> **Information given**:
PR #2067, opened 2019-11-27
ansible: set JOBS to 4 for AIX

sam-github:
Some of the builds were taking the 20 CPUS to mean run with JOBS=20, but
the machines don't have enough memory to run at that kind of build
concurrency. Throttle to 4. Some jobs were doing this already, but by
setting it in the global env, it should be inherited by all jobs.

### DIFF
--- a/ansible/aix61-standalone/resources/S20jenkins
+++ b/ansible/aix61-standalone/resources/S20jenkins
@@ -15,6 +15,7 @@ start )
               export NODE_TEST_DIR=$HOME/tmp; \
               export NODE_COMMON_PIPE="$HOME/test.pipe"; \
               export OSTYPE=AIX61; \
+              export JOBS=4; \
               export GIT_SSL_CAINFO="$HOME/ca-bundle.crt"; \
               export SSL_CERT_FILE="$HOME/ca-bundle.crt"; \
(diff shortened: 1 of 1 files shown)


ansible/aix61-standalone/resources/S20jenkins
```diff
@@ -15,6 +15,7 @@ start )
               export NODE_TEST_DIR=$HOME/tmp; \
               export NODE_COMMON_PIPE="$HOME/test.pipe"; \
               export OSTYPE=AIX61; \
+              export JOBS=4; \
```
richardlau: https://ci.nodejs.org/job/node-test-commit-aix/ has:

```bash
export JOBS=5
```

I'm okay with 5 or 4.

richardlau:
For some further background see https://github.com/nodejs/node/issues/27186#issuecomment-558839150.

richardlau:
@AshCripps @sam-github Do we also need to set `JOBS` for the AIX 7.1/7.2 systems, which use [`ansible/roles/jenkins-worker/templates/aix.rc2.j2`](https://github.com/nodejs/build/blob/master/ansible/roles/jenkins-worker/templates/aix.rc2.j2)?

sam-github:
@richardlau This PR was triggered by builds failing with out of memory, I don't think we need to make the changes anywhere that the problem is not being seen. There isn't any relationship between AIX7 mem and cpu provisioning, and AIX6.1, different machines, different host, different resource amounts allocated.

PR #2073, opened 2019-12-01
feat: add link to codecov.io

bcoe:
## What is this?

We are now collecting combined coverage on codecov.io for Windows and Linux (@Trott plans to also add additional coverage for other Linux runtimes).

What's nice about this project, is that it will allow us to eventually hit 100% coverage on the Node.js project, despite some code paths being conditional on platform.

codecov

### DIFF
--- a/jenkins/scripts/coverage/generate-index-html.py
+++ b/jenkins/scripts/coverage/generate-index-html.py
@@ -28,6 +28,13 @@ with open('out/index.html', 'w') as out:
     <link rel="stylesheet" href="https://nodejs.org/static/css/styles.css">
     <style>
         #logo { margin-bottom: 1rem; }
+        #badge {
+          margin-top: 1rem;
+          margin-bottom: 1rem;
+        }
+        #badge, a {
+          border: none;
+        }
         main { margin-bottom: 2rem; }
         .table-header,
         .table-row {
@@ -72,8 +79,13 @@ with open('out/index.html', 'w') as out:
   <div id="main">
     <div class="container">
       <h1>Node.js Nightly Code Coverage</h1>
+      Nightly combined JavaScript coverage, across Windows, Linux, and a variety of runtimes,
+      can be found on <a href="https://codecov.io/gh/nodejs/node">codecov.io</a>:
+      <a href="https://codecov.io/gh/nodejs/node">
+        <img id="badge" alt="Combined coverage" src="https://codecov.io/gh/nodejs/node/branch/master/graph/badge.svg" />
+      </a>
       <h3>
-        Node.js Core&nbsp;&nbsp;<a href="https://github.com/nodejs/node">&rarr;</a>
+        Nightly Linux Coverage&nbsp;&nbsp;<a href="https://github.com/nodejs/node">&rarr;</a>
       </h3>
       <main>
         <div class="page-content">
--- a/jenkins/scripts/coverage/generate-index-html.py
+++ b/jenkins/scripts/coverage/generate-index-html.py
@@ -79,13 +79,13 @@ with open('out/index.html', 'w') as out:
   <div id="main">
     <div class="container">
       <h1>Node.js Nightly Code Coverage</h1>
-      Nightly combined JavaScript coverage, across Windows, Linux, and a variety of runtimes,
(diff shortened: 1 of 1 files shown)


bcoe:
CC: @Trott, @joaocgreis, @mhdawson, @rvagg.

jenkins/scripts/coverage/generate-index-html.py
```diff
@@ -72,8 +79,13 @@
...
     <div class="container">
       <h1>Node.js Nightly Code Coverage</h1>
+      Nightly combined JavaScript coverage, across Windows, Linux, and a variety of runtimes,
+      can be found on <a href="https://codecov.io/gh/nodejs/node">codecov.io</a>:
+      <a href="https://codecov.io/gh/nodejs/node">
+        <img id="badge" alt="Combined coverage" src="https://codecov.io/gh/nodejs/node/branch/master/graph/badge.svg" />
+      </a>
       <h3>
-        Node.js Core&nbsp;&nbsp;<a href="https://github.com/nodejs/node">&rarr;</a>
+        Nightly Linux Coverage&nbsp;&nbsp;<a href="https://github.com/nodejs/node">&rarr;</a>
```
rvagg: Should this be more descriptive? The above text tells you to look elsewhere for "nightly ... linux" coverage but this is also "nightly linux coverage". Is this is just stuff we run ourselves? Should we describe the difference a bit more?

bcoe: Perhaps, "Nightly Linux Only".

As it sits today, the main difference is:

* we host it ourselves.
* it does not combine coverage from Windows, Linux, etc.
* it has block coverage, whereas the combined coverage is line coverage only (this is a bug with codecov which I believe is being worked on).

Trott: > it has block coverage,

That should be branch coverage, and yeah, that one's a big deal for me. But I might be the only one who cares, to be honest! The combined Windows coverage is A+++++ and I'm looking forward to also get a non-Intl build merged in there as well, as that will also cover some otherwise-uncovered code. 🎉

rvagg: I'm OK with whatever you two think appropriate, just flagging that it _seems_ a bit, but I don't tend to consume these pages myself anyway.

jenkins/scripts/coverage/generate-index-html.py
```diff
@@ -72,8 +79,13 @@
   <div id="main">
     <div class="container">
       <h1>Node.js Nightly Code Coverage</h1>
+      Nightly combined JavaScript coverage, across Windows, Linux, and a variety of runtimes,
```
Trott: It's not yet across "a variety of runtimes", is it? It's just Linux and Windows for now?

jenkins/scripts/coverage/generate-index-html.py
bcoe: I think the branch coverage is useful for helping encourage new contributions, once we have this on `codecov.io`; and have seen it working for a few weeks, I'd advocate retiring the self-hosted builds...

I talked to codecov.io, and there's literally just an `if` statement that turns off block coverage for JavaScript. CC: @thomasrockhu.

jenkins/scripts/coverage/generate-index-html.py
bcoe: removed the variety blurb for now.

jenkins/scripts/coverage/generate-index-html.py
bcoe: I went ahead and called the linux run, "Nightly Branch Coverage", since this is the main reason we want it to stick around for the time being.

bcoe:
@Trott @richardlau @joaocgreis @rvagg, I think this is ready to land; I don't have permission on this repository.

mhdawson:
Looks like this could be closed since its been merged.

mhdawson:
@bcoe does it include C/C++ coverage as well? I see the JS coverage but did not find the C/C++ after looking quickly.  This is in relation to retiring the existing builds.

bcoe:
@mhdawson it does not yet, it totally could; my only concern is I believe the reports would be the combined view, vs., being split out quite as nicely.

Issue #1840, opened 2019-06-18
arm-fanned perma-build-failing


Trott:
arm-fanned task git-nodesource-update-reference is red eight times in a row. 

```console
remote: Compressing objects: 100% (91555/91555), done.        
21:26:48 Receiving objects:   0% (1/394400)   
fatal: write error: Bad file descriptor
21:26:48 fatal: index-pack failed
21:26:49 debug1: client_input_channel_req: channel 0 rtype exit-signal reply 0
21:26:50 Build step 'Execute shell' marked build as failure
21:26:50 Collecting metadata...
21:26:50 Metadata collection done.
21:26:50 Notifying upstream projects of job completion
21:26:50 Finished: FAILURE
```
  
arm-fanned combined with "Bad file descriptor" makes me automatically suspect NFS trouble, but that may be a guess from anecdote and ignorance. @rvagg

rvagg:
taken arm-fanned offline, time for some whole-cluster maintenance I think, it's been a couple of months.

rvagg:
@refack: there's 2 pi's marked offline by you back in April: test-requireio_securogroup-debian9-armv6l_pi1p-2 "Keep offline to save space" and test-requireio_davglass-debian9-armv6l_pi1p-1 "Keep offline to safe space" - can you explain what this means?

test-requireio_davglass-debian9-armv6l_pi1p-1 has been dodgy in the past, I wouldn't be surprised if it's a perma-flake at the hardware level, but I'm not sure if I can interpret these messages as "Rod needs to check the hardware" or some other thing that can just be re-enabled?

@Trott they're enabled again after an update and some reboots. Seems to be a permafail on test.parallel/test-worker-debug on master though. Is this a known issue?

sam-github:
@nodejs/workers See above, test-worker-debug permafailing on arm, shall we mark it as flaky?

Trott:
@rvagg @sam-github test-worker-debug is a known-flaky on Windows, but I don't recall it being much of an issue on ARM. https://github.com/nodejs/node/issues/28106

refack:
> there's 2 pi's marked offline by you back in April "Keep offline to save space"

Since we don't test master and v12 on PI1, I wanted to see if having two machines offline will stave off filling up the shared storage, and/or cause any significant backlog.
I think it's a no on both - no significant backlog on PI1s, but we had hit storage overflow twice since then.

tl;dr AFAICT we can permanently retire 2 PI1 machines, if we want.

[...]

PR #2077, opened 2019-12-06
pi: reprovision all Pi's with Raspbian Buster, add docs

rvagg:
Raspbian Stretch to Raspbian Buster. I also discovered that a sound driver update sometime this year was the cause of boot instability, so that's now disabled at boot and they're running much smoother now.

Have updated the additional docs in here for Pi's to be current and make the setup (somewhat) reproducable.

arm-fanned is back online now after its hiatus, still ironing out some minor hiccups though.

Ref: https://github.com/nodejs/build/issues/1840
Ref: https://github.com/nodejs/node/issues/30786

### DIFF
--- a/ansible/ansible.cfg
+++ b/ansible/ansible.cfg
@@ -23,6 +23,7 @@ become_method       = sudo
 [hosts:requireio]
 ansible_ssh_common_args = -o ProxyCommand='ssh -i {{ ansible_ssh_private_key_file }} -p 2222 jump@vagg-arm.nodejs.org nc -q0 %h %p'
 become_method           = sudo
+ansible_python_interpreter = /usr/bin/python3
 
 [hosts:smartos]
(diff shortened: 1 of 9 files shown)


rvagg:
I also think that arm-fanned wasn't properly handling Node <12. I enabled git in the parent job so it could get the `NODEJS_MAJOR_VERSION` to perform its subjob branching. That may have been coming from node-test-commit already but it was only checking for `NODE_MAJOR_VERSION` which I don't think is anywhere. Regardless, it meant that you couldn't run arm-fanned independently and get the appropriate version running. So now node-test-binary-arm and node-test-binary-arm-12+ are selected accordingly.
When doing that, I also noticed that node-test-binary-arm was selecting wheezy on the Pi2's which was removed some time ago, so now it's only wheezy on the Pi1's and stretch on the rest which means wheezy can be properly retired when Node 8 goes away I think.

* * *

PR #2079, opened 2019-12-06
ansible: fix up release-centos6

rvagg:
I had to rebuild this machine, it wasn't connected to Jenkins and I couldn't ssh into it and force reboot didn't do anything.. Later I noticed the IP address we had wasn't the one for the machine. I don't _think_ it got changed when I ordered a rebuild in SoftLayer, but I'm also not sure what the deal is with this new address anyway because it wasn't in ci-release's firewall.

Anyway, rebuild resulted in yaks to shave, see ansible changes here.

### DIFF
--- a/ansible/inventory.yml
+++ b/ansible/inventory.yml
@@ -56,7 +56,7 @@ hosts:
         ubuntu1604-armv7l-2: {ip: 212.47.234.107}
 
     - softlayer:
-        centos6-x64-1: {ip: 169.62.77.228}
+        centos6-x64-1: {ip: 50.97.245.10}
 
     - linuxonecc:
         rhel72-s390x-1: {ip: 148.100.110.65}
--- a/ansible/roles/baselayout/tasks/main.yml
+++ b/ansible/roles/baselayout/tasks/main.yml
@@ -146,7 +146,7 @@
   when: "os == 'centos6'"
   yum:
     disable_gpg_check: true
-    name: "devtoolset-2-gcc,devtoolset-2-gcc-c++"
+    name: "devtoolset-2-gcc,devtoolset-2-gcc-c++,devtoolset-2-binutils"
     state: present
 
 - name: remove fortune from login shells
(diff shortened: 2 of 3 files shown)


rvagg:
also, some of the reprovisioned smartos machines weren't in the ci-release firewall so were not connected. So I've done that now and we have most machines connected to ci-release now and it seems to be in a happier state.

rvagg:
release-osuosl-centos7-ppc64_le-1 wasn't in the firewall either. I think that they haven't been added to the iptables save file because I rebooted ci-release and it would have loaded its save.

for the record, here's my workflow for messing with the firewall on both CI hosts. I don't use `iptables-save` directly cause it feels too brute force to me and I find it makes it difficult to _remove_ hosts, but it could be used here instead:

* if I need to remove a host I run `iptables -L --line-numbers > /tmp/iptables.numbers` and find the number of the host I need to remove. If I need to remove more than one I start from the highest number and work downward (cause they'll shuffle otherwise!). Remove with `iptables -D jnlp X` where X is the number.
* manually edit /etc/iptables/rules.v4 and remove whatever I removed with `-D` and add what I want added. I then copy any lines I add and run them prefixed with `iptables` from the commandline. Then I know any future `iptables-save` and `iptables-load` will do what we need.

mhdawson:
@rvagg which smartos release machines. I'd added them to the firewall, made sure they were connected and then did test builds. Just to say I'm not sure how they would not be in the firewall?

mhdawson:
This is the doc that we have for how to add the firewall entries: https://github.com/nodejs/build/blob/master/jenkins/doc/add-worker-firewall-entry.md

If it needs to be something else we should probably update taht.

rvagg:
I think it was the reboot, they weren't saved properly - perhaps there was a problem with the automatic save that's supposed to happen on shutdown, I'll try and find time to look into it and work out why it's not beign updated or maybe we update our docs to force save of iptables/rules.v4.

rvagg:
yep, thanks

> **Exercise instructions**:
Nothing but a number is expected here: the number of lines in the entries that include the word "objects".

> **Answer below**:
2